What you need to do — The answer must be every line of the data that holds the word "examples".

** Opening Entries provided block **

PR #350, opened 2016-08-16
Rename remaining app container examples to app

Crell:
That way we're consistent everywhere.


pjcdawkins:
These should ideally just link to examples elsewhere on our GitHub so that there is less duplication. But this change is good.

Crell:
Yes they should, but GitBook is making that difficult. :smile: Separate patch.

** Closing Entries provided block **

Solution to this problem —
Rename remaining app container examples to app
These should ideally just link to examples elsewhere on our GitHub so that there is less duplication. But this change is good.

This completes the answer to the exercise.